## TASK TO COMPLETE
The records below are to be transcribed word for word.

[Stored entries]
Issue #32117, opened 2022-04-25
Changes for developers & admins for Nextcloud 25


nickvergessen:
Continuation of #29914

# Front-end

* Theming redone: https://github.com/nextcloud/server/issues/32060
* `body.theme--dark` classes removed. See above
* SCSS support removed! :warning: https://github.com/nextcloud/server/issues/32060
  https://help.nextcloud.com/t/scss-support-dropped-with-nextcloud-25/
* Files app ID changes in the DOM, to remove duplicate IDs for accessibility:
    * https://github.com/nextcloud/server/pull/33320#issuecomment-1195311502
    * https://github.com/nextcloud/server/pull/33373
    * https://github.com/nextcloud/server/pull/33379
* Non-Vue dialogs will stop working if triggered on top of Vue dialogs because of focus trap, example here: https://github.com/nextcloud/server/issues/33675.
* We changed the container layout to adapt to the design changes with Nextcloud 25
    * The body is no longer the main scroll area but instead the app content
    * https://github.com/nextcloud/server/pull/33568
    * Scroll listeners need to be adapted to watch for the scroll on the NcAppContent container instead of the main document
    * If you are using sticky headers in your app you might need to adjust the css top property as the app content container is now the scrollable element. For any contained sticky that had a header height top spacing before you should be able to set that to 0
    * If `@nextcloud/vue` components are used you'll need to update to the major release 7 of the library
        * Migration help for that can be found in https://github.com/nextcloud/nextcloud-vue/blob/master/CHANGELOG.md#v700-beta0-2022-09-01
        * v6.0.0 included a rename of the components to be prefixed with `Nc` which is something that would also be required if not already done
* A global option to disable keyboard shortcuts was added to the accessibility settings. Since it heavily depends on the screenreader and tools that you use if Ctrl and/or Alt or other things are okay to use or not and maintaining a more detailed list is too much effort, we went for a global on/off switch. Apps can use this public javascript API call to determine whether the user used the opt-out: `OCP.Accessibility.disableKeyboardShortcuts()`. If that is the case, no additional shortcuts shall be registered by any app. Only `space` to toggle checkboxes and `enter` to submit the currently active buttons/links are okay: https://github.com/nextcloud/server/pull/34081

# Backend

[...]

PR #37479, opened 2023-03-30
[stable25] dispatch BeforeUserLoggedInEvent

ArtificialOwl:
backport from #36883 (failed at #37071)


skjnldsv (approved):

artonge (approved):

lib/public/User/Events/BeforeUserLoggedInEvent.php
```diff
@@ -59,8 +66,19 @@ public function getUsername(): string {
 
 	/**
 	 * @since 18.0.0
+	 * @since 26.0.0 value can be null
```
nickvergessen, line 69: 25.0.6

Also that can break things. Should at least bei documented in https://github.com/nextcloud/server/issues/32117

PR #37495, opened 2023-03-30
Trim the user/email provided for password resets

### LINKED ISSUE #37408: UX: Forgot password form should trim user input
### How to use GitHub

Frequently users complain that they never received a password reset email. They are certain that the email is not in their spam folder and that the email address or user name they entered was correct.

The logs show that in such cases there is usually additional whitespace in the input, for example " alice" or "bob@example.com ".

Leading and trailing whitespace from the input should be trimmed and ignored like so:

- " alice" -> "alice"
- "bob@example.com " -> "bob@example.com"

There could be a note in the copy that it's the user's responsibility to check for whitespace... But that would probably be even more effort than just trimming in the first place.

**Additional comments**
The copy after submitting the form is misleading (actually it's a lie):

> A password reset message has been sent to the email address of this account.

I understand that for security reasons, it should not be revealed whether this accounts exists or not, but the copy should reflect that limitation. Something along the lines of "If this account exists, an email will be sent [...]".

joshtrichards:
* Resolves: #37408 

## Summary

Trims the username/email address provided by the user when requesting a lost password reset. This reduces support requests from users that complain about never receiving password reset emails (because we silently - from the user perspective - dropped the request as being a bogus username/email address).

Since this is a workflow where few indicators are provided to the user (to avoid security information leakage), it seems worthwhile to handle this for the user to catch this common and easy/no-risk scenario. We know with certainty that whitespaces are never allowed at the start/end of usernames so this is safe.

## TODO

(nothing)

## Checklist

## RESULT OF THIS TASK
Issue #32117, opened 2022-04-25
Changes for developers & admins for Nextcloud 25


nickvergessen:
Continuation of #29914

# Front-end

* Theming redone: https://github.com/nextcloud/server/issues/32060
* `body.theme--dark` classes removed. See above
* SCSS support removed! :warning: https://github.com/nextcloud/server/issues/32060
  https://help.nextcloud.com/t/scss-support-dropped-with-nextcloud-25/
* Files app ID changes in the DOM, to remove duplicate IDs for accessibility:
    * https://github.com/nextcloud/server/pull/33320#issuecomment-1195311502
    * https://github.com/nextcloud/server/pull/33373
    * https://github.com/nextcloud/server/pull/33379
* Non-Vue dialogs will stop working if triggered on top of Vue dialogs because of focus trap, example here: https://github.com/nextcloud/server/issues/33675.
* We changed the container layout to adapt to the design changes with Nextcloud 25
    * The body is no longer the main scroll area but instead the app content
    * https://github.com/nextcloud/server/pull/33568
    * Scroll listeners need to be adapted to watch for the scroll on the NcAppContent container instead of the main document
    * If you are using sticky headers in your app you might need to adjust the css top property as the app content container is now the scrollable element. For any contained sticky that had a header height top spacing before you should be able to set that to 0
    * If `@nextcloud/vue` components are used you'll need to update to the major release 7 of the library
        * Migration help for that can be found in https://github.com/nextcloud/nextcloud-vue/blob/master/CHANGELOG.md#v700-beta0-2022-09-01
        * v6.0.0 included a rename of the components to be prefixed with `Nc` which is something that would also be required if not already done
* A global option to disable keyboard shortcuts was added to the accessibility settings. Since it heavily depends on the screenreader and tools that you use if Ctrl and/or Alt or other things are okay to use or not and maintaining a more detailed list is too much effort, we went for a global on/off switch. Apps can use this public javascript API call to determine whether the user used the opt-out: `OCP.Accessibility.disableKeyboardShortcuts()`. If that is the case, no additional shortcuts shall be registered by any app. Only `space` to toggle checkboxes and `enter` to submit the currently active buttons/links are okay: https://github.com/nextcloud/server/pull/34081

# Backend

[...]

PR #37479, opened 2023-03-30
[stable25] dispatch BeforeUserLoggedInEvent

ArtificialOwl:
backport from #36883 (failed at #37071)


skjnldsv (approved):

artonge (approved):

lib/public/User/Events/BeforeUserLoggedInEvent.php
```diff
@@ -59,8 +66,19 @@ public function getUsername(): string {
 
 	/**
 	 * @since 18.0.0
+	 * @since 26.0.0 value can be null
```
nickvergessen, line 69: 25.0.6

Also that can break things. Should at least bei documented in https://github.com/nextcloud/server/issues/32117

PR #37495, opened 2023-03-30
Trim the user/email provided for password resets

### LINKED ISSUE #37408: UX: Forgot password form should trim user input
### How to use GitHub

Frequently users complain that they never received a password reset email. They are certain that the email is not in their spam folder and that the email address or user name they entered was correct.

The logs show that in such cases there is usually additional whitespace in the input, for example " alice" or "bob@example.com ".

Leading and trailing whitespace from the input should be trimmed and ignored like so:

- " alice" -> "alice"
- "bob@example.com " -> "bob@example.com"

There could be a note in the copy that it's the user's responsibility to check for whitespace... But that would probably be even more effort than just trimming in the first place.

**Additional comments**
The copy after submitting the form is misleading (actually it's a lie):

> A password reset message has been sent to the email address of this account.

I understand that for security reasons, it should not be revealed whether this accounts exists or not, but the copy should reflect that limitation. Something along the lines of "If this account exists, an email will be sent [...]".

joshtrichards:
* Resolves: #37408 

## Summary

Trims the username/email address provided by the user when requesting a lost password reset. This reduces support requests from users that complain about never receiving password reset emails (because we silently - from the user perspective - dropped the request as being a bogus username/email address).

Since this is a workflow where few indicators are provided to the user (to avoid security information leakage), it seems worthwhile to handle this for the user to catch this common and easy/no-risk scenario. We know with certainty that whitespaces are never allowed at the start/end of usernames so this is safe.

## TODO

(nothing)

## Checklist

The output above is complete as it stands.